To test whether Cqs2, Nrg1, and Liv3 impacted each other’s binding, we attempted to delete the genes encoding the other two transcription factors in the tagged strains described above. We conducted ChIP-seq on FLAG-tagged Liv3, Nrg1, or Cqs2 strains harboring deletions of NRG1 or CQS2 (we were unable to obtain deletions of LIV3) grown to OD1 in minimal media. Immunoblotting demonstrated that no significant difference in the levels of each of these tagged transcription factors in the mutant background compared to wild type (Fig 5A and S5 Table). An example of the binding pattern of Liv3, Nrg1, and Cqs2 in these backgrounds across part of chromosome 1 is shown (Fig 5B).
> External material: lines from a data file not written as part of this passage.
PR #400, opened 2026-08-18
Production-ready Docker deployment with automatic HTTPS

level09:
Makes the Docker Compose deployment production-capable. Native installation remains the recommended path.

## Changes

- Caddy replaces the nginx edge. `DOMAIN` in `.env` enables automatic HTTPS via Let's Encrypt.
- `gen-env.sh -d` prompts for the domain and sets `SECURE_COOKIES` and `FORCE_HTTPS`. Both were previously unset, so the session cookie lacked the Secure flag behind TLS.
- Setup creates `config.json` and the data directories owned by the container user. Without this a fresh clone fails to start: Docker creates a directory in place of `config.json`, and root owned bind mounts leave the application unable to write its log file.
- Adds restart policies, container log rotation, and a health check covering the database and Redis. The edge waits for the application to be healthy.
- uWSGI runs multiple workers with a request timeout and worker recycling, overridable from `.env`.
- Build context restricted to application files with an allowlist.
- Docker deployment guide rewritten: install, upgrade, rollback, backups, teardown, troubleshooting.

## Notes

- Only the edge publishes ports. PostgreSQL and Redis stay on the internal network.
- Changes to `.env` require `docker compose up -d --force-recreate`.
- Behind an existing TLS proxy, `FORCE_HTTPS` must stay `False` or the application redirects in a loop.
- No automatic pre-upgrade snapshots on this path. The guide documents taking a dump before upgrading.
- `docker-compose-test.yml` and `flask/Dockerfile.test` are unchanged.

## Testing

Clean Ubuntu host: fresh clone install, certificate issued and persisted across restart, HTTPS login, migrations on restart, backup and rollback, `flask doctor`, full test suite (890 passed).


level09:
Closing in favour of consolidating this into the upcoming v5.0.0 release PR.

All seven commits here have been carried over as-is, so nothing is dropped: the production compose stack with the Caddy TLS edge, the health-gated startup, the bind-mount ownership and FORCE_HTTPS healthcheck fixes, the build-context allowlist, and the Docker deployment guide.

The reason for folding it in rather than merging separately is testing: v5 changes the installer, the update path and the deployment layout, and we want one branch validated end to end rather than several merged in sequence. The release PR will follow shortly.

We calculated a ChIP score for transcription factor binding for each promoter in each strain and plotted these for each gene in each transcription factor mutant versus wild type (S5 Fig and S6 Table). Strikingly, deletion of CQS2 results in reduced Liv3 binding to promoters. 357 genes exhibited a >1.5-fold decrease, and only 3 genes exhibited a >1.5-fold increase in binding (Fig 5C, S6 Fig, S2 and S6 Tables). In contrast, deletion of CQS2 both reduced and increased Nrg1 binding, depending on the promoter. Deletion of NRG1 also dramatically impacted Liv3 binding to targets, again primarily reducing binding. Finally, deletion of NRG1 increased Cqs2 binding to more targets than it decreased.
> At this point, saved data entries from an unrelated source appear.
PR #401, opened 2026-08-19
Replay session-expired requests after re-authentication

apodacaduron:
## Description
Fixes a bug where a 401 from session expiry dropped the request silently — if it was a save, the user could think it went through when it didn't.

Now the request is queued, the sign-in dialog opens, and once the user re-authenticates it replays automatically. Freshness/step-up challenges are excluded and still require a manual retry. Also fixed two role management actions (save, CSV import) that had no error handling at all, which meant a failed freshness reauth there gave no feedback. Old callbackQueue mechanism removed.

## How to Test
1. Fill a new bulletin form, before clicking save, on another tab or device logout all sessions from user, then go back to form and click save, form should return a 401 and dialog should appear, after sign in it should replay request.
2. Confirm it only saves once
3. Let freshness expire (System Administration save), verify the "Verify Password" dialog shows and the save does NOT auto-replay — must click Save again.
4. Setup wizard still works end to end.

## Jira ID (if applicable)
[BYNT-1764](https://syriajustice.atlassian.net/browse/BYNT-1764)

[BYNT-1764]: https://syriajustice.atlassian.net/browse/BYNT-1764?atlOrigin=eyJpIjoiNWRkNTljNzYxNjVmNDY3MDlhMDU5Y2ZhYzA5YTRkZjUiLCJwIjoiZ2l0aHViLWNvbS1KU1cifQ

### DIFF
--- a/enferno/admin/templates/admin/roles.html
+++ b/enferno/admin/templates/admin/roles.html
@@ -280,7 +280,9 @@
                         this.imDialog = false;
                         this.refresh();
                         this.showSnack(response.data);
-                    })
+                    }).catch(error => {
+                        this.showSnack(error?.response?.data);
+                    });
                 },
 
                 newItem() {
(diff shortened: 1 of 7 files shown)


level09:
Thanks for working through this Daniel. Looking at it again, I think I overcomplicated the ticket.

We are in a good place already. The missing catch handlers in `roles.html`, the `resetGroupFormState` rename and retiring `callbackQueue` are the parts that fix real bugs.

The replay queue is more machinery than the problem needs. Once the sign in dialog appears the user can see the save did not go through, and the form is still there, so it costs them a click rather than losing work.

Can we go with the simpler version? Either strip this PR down to those parts, or close it and open a small one. Your call.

A) Protein levels of FLAG-tagged Cqs2, Liv3, and Nrg1 in each transcription factor deletion strain background. Average of two biological replicates is shown. B) ChIP-Seq data was visualized using the Integrative Genomics Viewer software. Binding across part of chromosome 1 is shown. C) Breakdown of promoters that are bound more or less by a given transcription factor in qsp1Δ compared to wild type, filtered by promoters significantly bound in either genotype. D) Overlaps between promoter sets that are less bound by each transcription factor in the qsp1Δ mutant and promoter sets that are less bound by each transcription factor in the nrg1Δ or cqs2Δ mutants.
We sought to understand further the transcription factor network in the context of Qsp1 signaling. To accomplish this, we examined how the loss of NRG1 or CQS2 compared with loss of QSP1 on altering binding of Cqs2, Liv3, and Nrg1 to promoters, by comparing the sets of promoters that were affected by each deletion. Strikingly, almost all of the Qsp1-dependent promoters also exhibit a Cqs2-dependence for binding of Nrg1 and Liv3, and in the same direction (Fig 5D, S7 Fig, and S2 and S6 Tables). In other words, the same group of promoters that exhibit altered Nrg1 and Liv3 binding in a qsp1Δ knockout is also impacted in the same direction in a cqs2Δ knockout. Liv3 and Cqs2 binding to Qsp1-dependent promoters is also significantly regulated by Nrg1, but to a lesser extent (Fig 5D, S7 Fig and S2 and S6 Tables). Thus, there is a notable overlap between promoters whose transcription factor binding is promoted by Qsp1 and those that display transcription factor interdependencies for binding.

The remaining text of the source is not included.